If a car is involved in a crash, a domino effect of reactions will occur.
Background:
The modern day automobile is a very complex piece of machinery that has a lot to do with the world of physics. Like every great invention, there was a beginning. For the automobile this beginning was in 1769. Nicolas Cugnot, a Frenchmen inventing for the French Army, came up with was first self-propelled, steam engined, three wheeled cart that was said to go as fast as walking speed. The next milestone in the car timeline was in 1801 when the first horseless carriage was born. Richard Trevithick from Britain, refined the engine making it smaller and more powerful. In 1824 Samuel Brown made steam a powered engine that burned a mixture of oxygen hydrogen gas enabling these evolutionary cars to travel up hills on their own. One of the greatest inventions came in 1858 when Jean Joseph Étienne Lenoir, a Belgian-born engineer, came up with the first internal combustion engine that was fueled by coal. In 1876 Nikolaus August Otto invented the “Otto cycle” or the four-stroke engine. That same year, Sir Dugald Clerk invented the first two-stroke engine (http://www.discoverychannel.co.uk/cars/timeline/).

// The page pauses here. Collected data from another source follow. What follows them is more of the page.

PR #5964, opened 2023-08-04
Powdered snow

CoderJoeW:
## Introduction
The goal of the PR is to introduce powder snow

https://github.com/pmmp/PocketMine-MP/projects/14#card-84464945

Adds the following

- New block "Powder Snow"
- New bucket "Powder Snow Bucket"
- Added cauldron integration with powder snow


dktapps (commented):
You need to run `composer update-registry-annotations` to update the magic methods for VanillaBlocks and VanillaItems

src/block/PowderSnow.php
```diff
@@ -0,0 +1,52 @@
...
+
+use pocketmine\item\Item;
+use pocketmine\item\VanillaItems;
+use pocketmine\world\sound\BucketEmptyPowderSnowSound;
+use pocketmine\world\sound\BucketFillPowderSnowSound;
+use pocketmine\world\sound\Sound;
+
+class PowderSnow extends Opaque{
+
+	public function getDropsForCompatibleTool(Item $item) : array{
```
diamond-gold: Powder snow does not drop anything when mined

src/block/PowderSnow.php
```diff
@@ -0,0 +1,52 @@
...
+		return [
+			VanillaItems::SNOWBALL()->setCount(4)
+		];
+	}
+
+	public function isAffectedBySilkTouch() : bool{
+		return true;
```
diamond-gold: Powder snow does not drop anything when mined, even with Silk Touch

src/block/PowderSnowCauldron.php
```diff
@@ -0,0 +1,60 @@
...
+use pocketmine\math\Vector3;
+use pocketmine\player\Player;
+use pocketmine\world\sound\CauldronEmptyPowderSnowSound;
+use pocketmine\world\sound\CauldronFillPowderSnowSound;
+use pocketmine\world\sound\Sound;
+
+final class PowderSnowCauldron extends FillableCauldron{
+
+	public function writeStateToWorld() : void{
+		parent::writeStateToWorld();
```
diamond-gold: Unneeded override

src/block/PowderSnowCauldron.php
```diff
@@ -0,0 +1,60 @@
...
+
+	public function getEmptySound() : Sound{
+		return new CauldronEmptyPowderSnowSound();
+	}
+
+	public function onInteract(Item $item, int $face, Vector3 $clickVector, ?Player $player = null, array &$returnedItems = []) : bool{
+		match($item->getTypeId()){
+			ItemTypeIds::BUCKET => $this->removeFillLevels(self::MAX_FILL_LEVEL, $item, VanillaItems::POWDER_SNOW_BUCKET(), $returnedItems),
+			ItemTypeIds::POWDER_SNOW_BUCKET, ItemTypeIds::WATER_BUCKET => $this->mix($item, VanillaItems::BUCKET(), $returnedItems),
+			ItemTypeIds::LINGERING_POTION, ItemTypeIds::POTION, ItemTypeIds::SPLASH_POTION => $this->mix($item, VanillaItems::GLASS_BOTTLE(), $returnedItems),
```
diamond-gold, line 53: Unrelated change

src/world/World.php
```diff
@@ -3003,7 +3003,7 @@ function() use ($resolver) : void{
 	 * @throws WorldException if the terrain is not generated
 	 */
 	public function getSafeSpawn(?Vector3 $spawn = null) : Position{
-		if(!($spawn instanceof Vector3) || $spawn->y < 1){
+		if(!($spawn instanceof Vector3) || $spawn->y <= $this->minY){
```
diamond-gold, line 3006: Unrelated change

src/block/PowderSnow.php
```diff
@@ -0,0 +1,40 @@
...
+
+declare(strict_types=1);
+
+namespace pocketmine\block;
+
+use pocketmine\world\sound\BucketEmptyPowderSnowSound;
+use pocketmine\world\sound\BucketFillPowderSnowSound;
+use pocketmine\world\sound\Sound;
+
+class PowderSnow extends Opaque{
```
ShockedPlot7560, line 30: Powder snow isn't an opaque bloc

ShockedPlot7560: The block recovery logic via bucket is missing. The fact that the player slowly falls in with an effect is also missing.

src/item/BlockBucket.php
```diff
@@ -0,0 +1,78 @@
...
+
+namespace pocketmine\item;
+
+use pocketmine\block\Block;
+use pocketmine\block\PowderSnow;
+use pocketmine\event\player\PlayerBucketEmptyEvent;
+use pocketmine\math\Vector3;
+use pocketmine\player\Player;
+
+class BlockBucket extends Item{
```
ShockedPlot7560, line 32: By the same logic, lava and water should also be BlockBuckets. I don't think trying to generalize buckets is correct in this PR.

src/item/BlockBucket.php
```diff
@@ -0,0 +1,78 @@
...
+
+	public function onInteractBlock(Player $player, Block $blockReplace, Block $blockClicked, int $face, Vector3 $clickVector, array &$returnedItems) : ItemUseResult{
+		if(!$blockReplace->canBeReplaced()){
+			return ItemUseResult::NONE();
+		}
+
+		//TODO: move this to generic placement logic
+		$resultBlock = clone $this->block;
+
+		if(!$resultBlock instanceof PowderSnow){
```
ShockedPlot7560, line 60: Why name the BlockBucket class in this case and only accept snow, I think this class could just be renamed

ShockedPlot7560 (commented):
This PR looks OK, but a lot of logic is missing to say it's implemented.

ShockedPlot7560:
Ok I didn't see that it was an introduction, however I don't think it's the best thing to just put this half-implemented block.

resources/item_from_string_bc_map.json
```diff
@@ -1328,6 +1328,7 @@
     "potato_block": "minecraft:potatoes",
     "potatoes": "minecraft:potatoes",
     "potion": "minecraft:potion",
+    "powder_snow": "minecraft:powder_snow",
```
dktapps, line 1331: This should not be changed - this file is kept only for BC purposes to support `LegacyStringToItemParser`

src/block/PowderSnow.php
```diff
@@ -0,0 +1,40 @@
...
+
+	public function getBucketFillSound() : Sound{
```
dktapps, line 32: Are these functions used by something? I don't remember them being implemented at the base.

ShockedPlot7560: Its only used in `Blockbucket` class

dktapps: Seems a bit redundant to have them here then ...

The difference between the four stroke and the two stoke engine is simple. The two stoke engine doesn’t have any valves; the pistons are the valve and in every revolution there is compression. In a four stoke engine every other revolution is compression, and has intake and exhausted valves (Ham). In 1903 the Ford Motor Company formed. The Ford Motor Company was founded by the Malcomson group with Henry Ford in the lead. Henry Ford was the face of the ford motor and the mind behind the mechanics. Henry Ford was passionate about how cars ran and every year their performance improved. In 1908 they started making the Model T on the assembly line, making cars affordable and efficient. The rest, as they say, is history (Davis). At least that’s what everyone thought.